_What is required_
Scan the material for "parents". Copy every line it appears in.
• • • • • • •
Issue #11807, opened 2025-01-01
Child windows can steal focus with mouse input while in relative mode


GoaLitiuM:
This is an issue on both X11 and Windows: When the relative mode is enabled in one window, pressing mouse buttons when the hidden cursor is hovered over a child window, can steal the focus and disable relative mode.

On X11 the cursor position is constrained within the window where relative mode is enabled, but the cursor can still hover over any child windows that are overlapping with the parent window, and when clicking any mouse buttons while hovering over the child window, the relative mode is disabled and focus is moved to the child window.

On Windows this is harder to reproduce but still possible just like in X11, but while the cursor position is locked to the center of the window when relative mode is enabled, the same situation can happen if any child window is overlapping the parent window around the center of the window.

Kontrabant:
This is a problem with always-on-top windows as well. I'm not sure how to address this, as it's the window manager giving focus to the window that's technically under the cursor, even if the cursor is hidden and confined.

Maybe @expikr has some idea for how to deal with this on Windows?

GoaLitiuM:
> When this happens, is the child window above or below the parent?

It's above the parent window (I don't think child windows can be below their parents?).

> As mitigation, individual developers could try to manually set the child windows with that style if desired, I feel like building it into the API as an automatic behaviour is advisable.

I was already considering to not use child windows at all for practical reasons, so that would be a workaround for us.

> EDIT: seems there is already an SDL_WINDOW_NOT_FOCUSABLE flag, can you confirm the behaviour when setting this flag on the child?

This seems to work if you try to click the client area of the window, but you can still activate the window if the window title is under the cursor. Hovering over the child window seems to reset the mouse constraints for the window under relative mode, allowing the cursor to escape and interact with desktop or other applications.

slouken:
> > When this happens, is the child window above or below the parent?
> 
> It's above the parent window (I don't think child windows can be below their parents?).
> 
> > As mitigation, individual developers could try to manually set the child windows with that style if desired, I feel like building it into the API as an automatic behaviour is advisable.
> 
> I was already considering to not use child windows at all for practical reasons, so that would be a workaround for us.
> 
> > EDIT: seems there is already an SDL_WINDOW_NOT_FOCUSABLE flag, can you confirm the behaviour when setting this flag on the child?
> 
[...]

PR #11967, opened 2025-01-15
Child windows shouldn't take focus if the parent window is in relative mouse mode

slouken:
Fixes https://github.com/libsdl-org/SDL/issues/11807 on Windows


thouravi:
Sorry for making an off-topic comment, but can you confirm if CS2 is using SDL3 or older version, @slouken? Thanks.

slouken:
> The documentation says that the message will bubble all the way up the parent chain before it gets effected. Maybe it would be better if the window checks for its own relative mode state instead of manually crawling up the chain, so that it depends on the more authoritative source of truth in case SDL’s tree gets out of sync for some reason? Or are there performance benefits for crawling manually?

Because we do want to accept the message for the parent window and the documentation states that wParam is the handle to the top level window, not the child window, so we don't know that it's being called on behalf of the child.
• • • • • • •
_Your response_
It's above the parent window (I don't think child windows can be below their parents?).
> It's above the parent window (I don't think child windows can be below their parents?).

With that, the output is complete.